Fri, Apr 17, 2009 - Page 5 News List

Indians start voting in marathon poll

BALLOTS: More than 700 million people are eligible to vote in a month-long election that investors fear could lead to a government of communist and regional groups


From the snowbound Chinese border to holy Ganges towns, Indians yesterday began voting in a month-long general election with signs an unstable coalition may emerge in the middle of an economic slowdown.

The ruling Congress party-led coalition appears to lead against an alliance headed by the Hindu-nationalist Bharatiya Janata Party (BJP), but both may need the support of a host of smaller and unpredictable regional parties to win office.

The fear among investors is that the world’s largest democratic exercise involving 714 million voters and hundreds of parties will lead to the rise of a “Third Front” government of communist and regional groups.

The uncertain vote comes as a once-booming India reels from a crunch that has cost millions of jobs. It has ignited fears of political limbo just as India balances needs to help millions of poor with worries over its biggest fiscal gap in two decades.

The government yesterday deployed hundreds of thousands of police to protect more than 140 million people who can vote in polls that cover some of India’s poorest states hit by a four-decade old Maoist rebel insurgency.

Some election officials rode elephants to remote polling stations near the Myanmar border. Other ballots were brought by two-day sea trips to the Andaman Islands in the Bay of Bengal.

The outcome of the five-stage election will be known on May 16. India’s elections are notoriously hard to predict and polls have been wrong in the past. Exit polls are banned.

A clear win by either of the two main parties could see a rally on India’s markets, but the emergence of a weak coalition of regional and communist parties could see stocks fall by as much as 30 percent, market watchers say.

“There are widespread apprehensions that the verdict of May 16 will be hideously fractured and will inevitably lead to another election in a year or two,” Ashok Malik wrote in the Hindustan Times.

In Varanasi, the northern holy town on the Ganges River known for its Hindu gurus, many voters arrived on bicycles and bullock carts to cast electronic votes.

Voters pressed buttons with pictorial symbols of each party, after their fingers were marked with ink to avoid fraud.

“Nowadays there are so many small parties, previously there used to be only one or two big parties,” said Mohammed Mustaquim, waiting to vote in Varanasi. “This makes choosing difficult.”

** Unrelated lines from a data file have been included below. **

PR #466, opened 2025-09-23
Update and include Bitwise chiplet constraints

### LINKED ISSUE #465: Update Bitwise chiplet constraints

Al-Kindi-0:
## Describe your changes

Closes #465 

- Updated `CHANGELOG.md`


constraints/bitwise.air
adr1anh, line 58: This is defined by the selector `s` right?

constraints/bitwise.air
```diff
@@ -66,4 +57,92 @@ periodic_columns {
...
\ No newline at end of file
+##########################################################################################
+
+##########################################################################################
+# HELPERS
+##########################################################################################
+
+### Helper evaluators #############################################################################
+
+# Enforces that the bitwise selector is valid.
```
adr1anh: The description of what the selector does would go here. I feel like `op_flag` might be more descriptive than selector which would dictate whether a row is active or not.

constraints/bitwise.air
```diff
@@ -32,27 +34,16 @@ periodic_columns {
 # The bitwise chiplet processes 32-bit integers by decomposing them into individual
 # bits, applying bitwise operations, and recomposing the results. This approach
 # enables verification of bitwise logic within the field arithmetic constraint system.
```
adr1anh, line 38: I'd mention that each operation spans 8 rows.

constraints/bitwise.air
```diff
@@ -66,4 +57,92 @@ periodic_columns {
...
+
+# Enforces that the bitwise selector is valid.
+#
+# Max constraint degree: 2
+ev bitwise_selector([s]) {
+    # Enforce selector is binary.
+    # Constraint degree: 2
+    enf is_binary([s]);
+
+    # Enforce selector should stay the same throughout the cycle.
```
adr1anh:
```suggestion
    # Enforce operation flag should stay the same throughout the cycle.
```

constraints/bitwise.air
adr1anh: Something like `k_first` and `k_transition` would be more descriptive

constraints/bitwise.air
```diff
@@ -66,4 +57,92 @@ periodic_columns {
...
+    # Enforce that for all rows in an 8-row cycle, except for the last one, the values in a and b
+    # columns are increased by the values contained in the individual bit columns a_limb and 
+    # b_limb.
+    # Constraints degree: 2
+    enf a' = a * 16 + a_aggr when k1;
+    enf b' = b * 16 + b_aggr when k1;
+}
+
+
+# Enforces that the output of the bitwise operation is aggregated correctly from the decomposed
```
adr1anh, line 114: What would a more descriptive name be for `zp` and `z`? Something like `acc_prev` and `acc`?

constraints/bitwise.air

Ancient caste, religious and ethnic ties will play a huge role in the vote as well as national problems like the slowdown, security fears and local issues from the building of a village water pump to problems of wild elephants trampling on villagers.

Indian Prime Minister Manmohan Singh’s center-left Congress party is wooing voters with populist measures such as food subsidies in a country were hundreds of millions of people live below the poverty line.

Singh is Congress’ official candidate. But Rahul Gandhi, the 38-year-old scion of India’s most powerful family dynasty, has become one of Congress’s main election cards, criss-crossing the nation in helicopter.

Highlighting India’s internal security woes, states such as Bihar, Chhattisgarh and Jharkhand voted yesterday in the face of stepped-up Maoist attacks on security forces. The rebels warned they would cut off the hands of those who dare vote.

Nine police protecting polls were killed by Maoist rebels in Jharkhand and Bihar states. Dozens of people have been killed in attacks in the past week.